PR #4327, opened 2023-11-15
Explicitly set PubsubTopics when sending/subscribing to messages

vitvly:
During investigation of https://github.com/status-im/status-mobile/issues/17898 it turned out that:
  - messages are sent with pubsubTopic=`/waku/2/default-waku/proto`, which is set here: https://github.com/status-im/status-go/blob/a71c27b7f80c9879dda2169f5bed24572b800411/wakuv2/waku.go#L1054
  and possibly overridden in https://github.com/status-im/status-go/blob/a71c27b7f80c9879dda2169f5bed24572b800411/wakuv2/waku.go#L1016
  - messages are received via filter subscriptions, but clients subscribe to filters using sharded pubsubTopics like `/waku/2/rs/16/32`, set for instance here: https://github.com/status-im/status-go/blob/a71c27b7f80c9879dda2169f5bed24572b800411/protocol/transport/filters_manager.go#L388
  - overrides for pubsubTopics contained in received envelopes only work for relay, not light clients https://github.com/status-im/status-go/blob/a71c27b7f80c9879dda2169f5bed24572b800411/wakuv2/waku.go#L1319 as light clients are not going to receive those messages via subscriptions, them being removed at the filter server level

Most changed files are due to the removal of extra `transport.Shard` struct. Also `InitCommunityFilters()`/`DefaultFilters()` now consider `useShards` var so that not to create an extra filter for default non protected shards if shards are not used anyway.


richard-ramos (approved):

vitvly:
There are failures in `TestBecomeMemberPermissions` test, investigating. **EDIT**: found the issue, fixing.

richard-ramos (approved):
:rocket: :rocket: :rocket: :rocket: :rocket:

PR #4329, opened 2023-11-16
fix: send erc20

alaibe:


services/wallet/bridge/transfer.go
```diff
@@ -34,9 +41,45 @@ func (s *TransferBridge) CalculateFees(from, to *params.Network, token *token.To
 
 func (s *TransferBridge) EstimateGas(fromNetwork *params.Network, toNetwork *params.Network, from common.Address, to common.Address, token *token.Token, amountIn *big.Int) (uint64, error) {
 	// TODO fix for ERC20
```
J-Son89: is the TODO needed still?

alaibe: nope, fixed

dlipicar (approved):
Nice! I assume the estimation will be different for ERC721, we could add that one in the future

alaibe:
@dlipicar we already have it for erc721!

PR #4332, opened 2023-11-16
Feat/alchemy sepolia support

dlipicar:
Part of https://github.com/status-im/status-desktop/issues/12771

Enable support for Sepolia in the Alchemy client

□ □ □ □ □

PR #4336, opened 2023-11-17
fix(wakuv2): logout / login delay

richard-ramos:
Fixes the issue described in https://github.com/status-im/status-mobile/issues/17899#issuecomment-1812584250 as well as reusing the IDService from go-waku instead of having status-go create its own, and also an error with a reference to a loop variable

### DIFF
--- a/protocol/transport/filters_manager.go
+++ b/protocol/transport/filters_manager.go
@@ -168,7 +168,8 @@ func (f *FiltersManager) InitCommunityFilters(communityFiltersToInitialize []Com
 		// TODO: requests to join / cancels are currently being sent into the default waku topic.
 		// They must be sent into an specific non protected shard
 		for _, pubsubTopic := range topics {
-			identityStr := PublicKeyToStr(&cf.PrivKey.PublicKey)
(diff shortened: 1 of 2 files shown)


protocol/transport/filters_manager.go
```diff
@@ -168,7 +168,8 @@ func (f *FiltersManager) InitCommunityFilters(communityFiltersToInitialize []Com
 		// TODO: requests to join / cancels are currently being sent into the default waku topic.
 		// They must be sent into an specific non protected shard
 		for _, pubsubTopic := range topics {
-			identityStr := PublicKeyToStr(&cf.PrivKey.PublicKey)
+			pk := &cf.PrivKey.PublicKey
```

□ □ □ □ □

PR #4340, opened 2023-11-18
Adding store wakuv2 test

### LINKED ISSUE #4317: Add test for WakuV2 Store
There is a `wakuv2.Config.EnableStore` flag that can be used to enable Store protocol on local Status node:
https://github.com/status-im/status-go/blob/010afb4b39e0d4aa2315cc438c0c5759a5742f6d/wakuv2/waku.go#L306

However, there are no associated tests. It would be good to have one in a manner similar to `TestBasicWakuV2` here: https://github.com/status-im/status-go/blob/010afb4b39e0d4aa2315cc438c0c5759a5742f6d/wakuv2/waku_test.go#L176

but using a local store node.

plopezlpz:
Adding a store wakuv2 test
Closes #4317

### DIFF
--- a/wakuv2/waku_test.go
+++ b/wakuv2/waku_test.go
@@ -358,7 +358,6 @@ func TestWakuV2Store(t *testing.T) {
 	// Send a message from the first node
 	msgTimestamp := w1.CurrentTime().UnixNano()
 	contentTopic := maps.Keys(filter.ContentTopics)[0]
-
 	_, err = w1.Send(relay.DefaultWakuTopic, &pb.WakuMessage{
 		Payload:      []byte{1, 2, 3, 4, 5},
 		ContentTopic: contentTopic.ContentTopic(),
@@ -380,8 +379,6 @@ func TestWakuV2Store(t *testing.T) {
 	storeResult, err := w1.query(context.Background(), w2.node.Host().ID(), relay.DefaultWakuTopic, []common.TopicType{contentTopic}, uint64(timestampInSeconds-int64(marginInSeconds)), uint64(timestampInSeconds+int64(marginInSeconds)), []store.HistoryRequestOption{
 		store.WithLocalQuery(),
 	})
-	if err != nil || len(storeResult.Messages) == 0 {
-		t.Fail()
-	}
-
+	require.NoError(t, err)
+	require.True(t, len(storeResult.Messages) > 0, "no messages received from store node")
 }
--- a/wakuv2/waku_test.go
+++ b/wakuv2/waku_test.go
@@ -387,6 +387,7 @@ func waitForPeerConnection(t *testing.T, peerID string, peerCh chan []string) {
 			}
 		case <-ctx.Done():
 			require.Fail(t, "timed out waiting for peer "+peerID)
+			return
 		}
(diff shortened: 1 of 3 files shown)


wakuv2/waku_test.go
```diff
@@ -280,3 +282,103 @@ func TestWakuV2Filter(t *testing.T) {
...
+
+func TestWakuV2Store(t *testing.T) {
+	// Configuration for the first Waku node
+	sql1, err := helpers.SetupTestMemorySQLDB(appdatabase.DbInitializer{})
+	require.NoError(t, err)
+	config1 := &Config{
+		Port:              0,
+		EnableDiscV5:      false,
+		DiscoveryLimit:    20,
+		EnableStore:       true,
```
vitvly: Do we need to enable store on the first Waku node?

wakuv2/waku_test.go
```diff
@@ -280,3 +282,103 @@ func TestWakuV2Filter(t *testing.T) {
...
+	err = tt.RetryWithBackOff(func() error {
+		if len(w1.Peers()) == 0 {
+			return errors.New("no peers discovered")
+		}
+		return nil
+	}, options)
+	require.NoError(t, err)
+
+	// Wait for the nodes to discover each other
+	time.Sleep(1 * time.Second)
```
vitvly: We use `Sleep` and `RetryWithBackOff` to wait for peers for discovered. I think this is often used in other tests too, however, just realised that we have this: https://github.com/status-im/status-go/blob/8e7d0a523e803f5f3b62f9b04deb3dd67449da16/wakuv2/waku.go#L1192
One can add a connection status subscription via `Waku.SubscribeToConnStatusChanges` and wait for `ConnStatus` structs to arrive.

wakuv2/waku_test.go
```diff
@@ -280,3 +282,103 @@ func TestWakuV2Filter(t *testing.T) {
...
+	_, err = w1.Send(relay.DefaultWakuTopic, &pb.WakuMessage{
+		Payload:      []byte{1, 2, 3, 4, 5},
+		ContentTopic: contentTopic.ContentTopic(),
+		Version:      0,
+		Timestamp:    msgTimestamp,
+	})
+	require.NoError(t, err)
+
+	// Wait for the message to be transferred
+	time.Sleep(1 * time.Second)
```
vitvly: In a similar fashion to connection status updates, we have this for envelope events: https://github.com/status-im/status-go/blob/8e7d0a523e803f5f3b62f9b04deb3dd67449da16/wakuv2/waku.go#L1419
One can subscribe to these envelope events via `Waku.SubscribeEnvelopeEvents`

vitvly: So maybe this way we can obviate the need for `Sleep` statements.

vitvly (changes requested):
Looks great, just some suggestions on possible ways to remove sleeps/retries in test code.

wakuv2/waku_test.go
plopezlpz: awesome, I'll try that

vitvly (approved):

□ □ □ □ □

**Task instructions**: Extract from the records above the lines from the one containing "PR #4327, opened 2023-11-15" to the one containing "and possibly overridden", both lines included, exactly as they appear and with nothing else.

**Result for this exercise**:
PR #4327, opened 2023-11-15
Explicitly set PubsubTopics when sending/subscribing to messages

vitvly:
During investigation of https://github.com/status-im/status-mobile/issues/17898 it turned out that:
  - messages are sent with pubsubTopic=`/waku/2/default-waku/proto`, which is set here: https://github.com/status-im/status-go/blob/a71c27b7f80c9879dda2169f5bed24572b800411/wakuv2/waku.go#L1054
  and possibly overridden in https://github.com/status-im/status-go/blob/a71c27b7f80c9879dda2169f5bed24572b800411/wakuv2/waku.go#L1016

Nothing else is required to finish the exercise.